It can’t be easy being a teacher.
At any time in history. But at this precise point in time, with directives, counter-directives, A-Level re-sits, “phonics screening checks” and new exams flying at them left, right and centre, it must be virtually impossible. Unsurprisingly, it now looks like they are about to crack.
According to a new YouGov poll of 804 teachers for the National Union of Teachers, even in the supposedly on-message academies and free schools only 13 per cent of teachers believe education is “going in the right direction”. Michael Gove should contact this 13 per cent immediately and get them to start evangelising for him. Good luck with that. Mass hypnosis might help.
It’s impressive that there is any feelgood factor left at all in schools, so disparaged and overworked are our teachers. Looking at the figures, though, even the Pollyannas of pedagogy are wilting. Compared with April 2012, the number of inspirationally optimistic saints – sorry, teachers – reporting “high morale” has halved. If there’s anyone in a classroom who is feeling great about life, then I ‘d love a bit of what they’re on.
At least the majority – 55 per cent – sensibly say morale is “low” or “very low”, an increase of 13 percentage points since April. Are teachers naturally grumpy, a trait only exacerbated by the demands of their job? Probably. Still, it’s damning. Seven out of 10 teachers say morale has declined since the General Election in May 2010. Presumably, the remaining three out of 10 were too busy locking themselves in the stationery cupboard, weeping, to answer the question.
Even more think the Coalition’s impact on education has been negative. Asked to finish the sentence, “What I’d like Michael Gove to make as his New Year’s resolution...”, many answered “resign”. The next most popular response was almost sweetly mature: “Value, trust and listen to us.” The most grim sentence in the report? “Teacher morale is dangerously low and has declined dramatically in recent months.” Declined dramatically in recent months? How come? No multiple choice option needed. It’s the E-Bacc.

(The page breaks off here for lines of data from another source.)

PR #33, opened 2015-04-01
Action Email fixes

tsegismont:
Action Email fixes

EmailListener saved the CC recipient in the TO field, and printed a dash in the subject even when the description property was not set.
Also, the EmailListenerTest was wrongly moved during a prior refactoring, so it was not executed anymore (and thus was not updated when the ActionMessage properties field was introduced).


tsegismont:
@lucasponce , @jshaughn : can one of you please review? Thanks

lucasponce:
It looks good, thanks !

PR #34, opened 2015-04-01
HWKALERTS-31 Create a Twilio SMS notification sender

tsegismont:
The plugin expects to find a few system properties to configure the Twilio client:
service id, token, from number

If the client can't be initialized, an error message is logged and when messages arrive they're just dropped.

The PR has a unit test and the integration was tested with a free Twilio account


tsegismont:
@jshaughn Lucas is on PTO, it's all in you hands :smile: :gift:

The Department for Education claims it has invested money in cutting bureaucracy to reduce paperwork but the introduction of the English Baccalaureate will completely reverse any gains. And 81 per cent of secondary teachers say it has been rushed through without enough consultation.
Perhaps the saddest thing isn’t in the poll, though. If you have children at school, you quickly realise that many parents have about as much respect for teachers as Gove does (ie none). You repeatedly see teachers being bad-mouthed by parents in front of children, something which, no matter how flawed a teacher, is unforgivable. Teachers need all the support they can get, now more than ever. What should they make as their New Year’s resolution? Hang on in there. And ours? Show them some love. Heaven knows they’re going to need it.